Kisunla and the Japanese drug Leqembi are laboratory-made antibodies administered through IV that target the sticky amyloid plaque buildup in the brain, a contributor to Alzheimer’s.
The big picture: Patients and families must weigh the benefits of a delay in cognitive decline, which amounts to about seven months, against the downsides like regular IV infusions and potential side effects such as brain swelling.
- Physicians and specialists treating Alzheimer’s have welcomed the approval of these drugs as a significant step forward after years of failed experimental treatments.
- Lilly’s drug Kisunla, also known as donanemab, was approved based on an 18-month study showing a 22% slower decline in memory and cognitive ability for patients receiving treatment compared to those receiving a placebo.

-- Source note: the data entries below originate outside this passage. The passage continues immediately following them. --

PR #278, opened 2018-08-09
debug: add a new internal debug module for debugging based on env

yorkie:
##### Checklist

- [x] `npm test` passes

This is for logging informations for internal modules, for example:

```bash
$ NODE_DEBUG=module iotjs test.js
```

### DIFF
--- a/src/js/debug.js
+++ b/src/js/debug.js
@@ -1,3 +1,5 @@
+/* eslint strict: [2, "never"] */
+
 var NODE_DEBUG = process.env.NODE_DEBUG;
 
 module.exports = function(tag) {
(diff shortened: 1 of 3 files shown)


src/js/debug.js
```diff
@@ -0,0 +1,14 @@
+var NODE_DEBUG = process.env.NODE_DEBUG;
+
+module.exports = function(tag) {
+  function debug(str) {
+    var prefix = '\033';
+    console.info(`${tag} ${prefix}[90m${str}${prefix}[0m`);
```
legendecas: What about highlight tag, and leave message unmodified?

e.g. `${prefix}[90m${tag}[0m ${str}`

yorkie: Grey messages just don't make confusion on other normal logs.

PR #281, opened 2018-08-10
napi: object abstract operations

legendecas:
##### Checklist

- [x] `npm test` passes

N-API methods implemented in this PR:

- napi_create_error
- napi_create_type_error
- napi_create_range_error
- napi_instanceof
- napi_strict_equals

Fixes not clearing handled last thrown error.

### DIFF
--- a/src/internal/node_api_internal.h
+++ b/src/internal/node_api_internal.h
@@ -27,7 +27,7 @@
 
 #define NAPI_WEAK_ASSERT(error_t, assertion) \
   do {                                       \
-    if (!assertion)                          \
+    if (!(assertion))                        \
       return error_t;                        \
   } while (0)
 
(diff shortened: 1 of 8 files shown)


src/internal/node_api_internal.h
```diff
@@ -58,8 +58,8 @@ int napi_module_init_pending(jerry_value_t* exports);
 /** MARK: - node_api_env.c */
 napi_env iotjs_get_current_napi_env();
```
algebrait: A comment not on this PR.
Why the napi implementation depends on iot.js? Theoretically, only module loading is depended on iotjs, and async callling depends on libuv.

legendecas: The naming is used to separate N-API apis from shadow-node internal apis. Or shall we name it with prefix 'shadownode' or its abbreviation?

PR #12, opened 2024-03-19
Feature/firebase2

antomax33:
The basic register screen from the bootcamp to go to an almost empty second screen.

I added route to make it cleaner and a navigate function with basic navigate function to keep track of navigation and to add test for the future.


RandomUsername1315 (approved):
LGTM

PR #42, opened 2024-03-27
Feature/UI/register screen

antomax33:
I added the UI of the register screen.


app/src/main/java/com/github/se/polyfit/ui/compose/Compose.kt
medwardson, line 1: i think if this file is basically just being used for title it should be named as `Title.kt` for clarity, as `Compose.kt` is unclear what this is

medwardson (approved):
lgtm, small suggestions added

build.gradle.kts
```diff
@@ -5,7 +5,7 @@ buildscript {
 }
 // Top-level build file where you can add configuration options common to all sub-projects/modules.
 plugins {
-    id("com.android.application") version "8.3.1" apply false
+    id("com.android.application") version "8.2.2" apply false
```
aprilslis, line 8: if version 8.2.2 does not work for you, you might want to just update your Android Studio IDE

app/src/main/java/com/github/se/polyfit/ui/theme/Color.kt
```diff
@@ -9,3 +9,5 @@ val Pink80 = Color(0xFFEFB8C8)
 val Purple40 = Color(0xFF6650a4)
 val PurpleGrey40 = Color(0xFF625b71)
 val Pink40 = Color(0xFF7D5260)
+val BlueButton = Color(0xFF7158E2) // I quickly to match the figma, I don't know which material it is.
+val PinkTitle = Color(0xFFCD84F1)
```
aprilslis: Might want to name these better. The blue/purple and pink are both in buttons, bottom navigation bars and other parts. Maybe something like primaryPurple?

app/src/main/java/com/github/se/polyfit/ui/screen/LoginScreen.kt
```diff
@@ -58,43 +66,60 @@ fun LoginScreen(navController: Navigation) {
       modifier = Modifier.fillMaxSize().testTag("LoginScreen"),
       color = MaterialTheme.colorScheme.background) {
         Column(
-            modifier = Modifier.padding(24.dp),
             verticalArrangement = Arrangement.Center,
             horizontalAlignment = Alignment.CenterHorizontally) {
-              Spacer(Modifier.weight(0.15f))
+              Spacer(Modifier.weight(0.2f))
+
+              Titre(Modifier.testTag("LoginTitle"), 50.sp)
```
aprilslis, line 73: titre?

app/src/main/java/com/github/se/polyfit/ui/theme/Color.kt
```diff
@@ -9,3 +9,6 @@ val Pink80 = Color(0xFFEFB8C8)
 val Purple40 = Color(0xFF6650a4)
 val PurpleGrey40 = Color(0xFF625b71)
 val Pink40 = Color(0xFF7D5260)
+val BlueButton =
+    Color(0xFF7158E2) // I quickly to match the figma, I don't know which material it is.
```
aprilslis, line 13: nit: is there any reason why it is not on the same line

app/src/main/java/com/github/se/polyfit/ui/compose/Compose.kt
antomax33: I think it will be used for more than the title, like all Composable used in different screen and the gradiant used everywhere

aprilslis (commented):
lgtm, small nits addressed in comments

app/src/main/java/com/github/se/polyfit/ui/screen/LoginScreen.kt
antomax33: Yeah my bad, it's the french word for title

app/src/main/java/com/github/se/polyfit/ui/theme/Color.kt
antomax33: Nop, the comment too long and ktfmt

app/src/main/java/com/github/se/polyfit/ui/screen/LoginScreen.kt
```diff
@@ -58,43 +66,60 @@ fun LoginScreen(navController: Navigation) {
...
+        Image(
+            painter = painterResource(id = R.drawable.google_logo),
+            contentDescription = "Google_logo",
+            contentScale = ContentScale.Fit,
+            modifier = imageModifierGoogle)
+        Text(text = "Sign in with Google")
+      }
+}
+
 class Authentication(private val navigation: Navigation, private val context: Context) {
```
RandomUsername1315, line 123: If we try to follow the view, viewmodel, model pattern, the Authentification class should belong its own class in the model folder. This  would improve the readability of the code

app/src/main/java/com/github/se/polyfit/ui/screen/LoginScreen.kt
```diff
@@ -126,3 +151,10 @@ class Authentication(private val navigation: Navigation, private val context: Co
     }
```
RandomUsername1315, line 151: I just noticed that response might be null here:
```kotlin
val response = result.idpResponse
Log.i("LoginScreen", "response: $response")
if (result.resultCode == RESULT_OK) {
``` 
that it might be a good idea to if response is null to still log it as an error (line 149)

RandomUsername1315: It also might be a good idea to be consistent in the type of login used. Here you used information (login.i) and above debug. For similar cases

build.gradle.kts
RandomUsername1315: @aprilslis what is wrong with version 8.3.1 ?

- Safety concerns for plaque-targeting drugs like Kisunla include brain swelling and bleeding, with rates slightly higher than competitor Leqembi.
- Kisunla offers the potential advantage for patients to stop taking the drug if they respond well, with nearly half of patients in the study reaching undetectable levels of brain plaque within a year, allowing for a reduction in costs and safety risks.
- Logistical challenges, insurance coverage issues, and financial concerns have hindered the rollout of drugs like Leqembi, as healthcare systems need to identify patients with targeted brain plaque and establish infusion centers.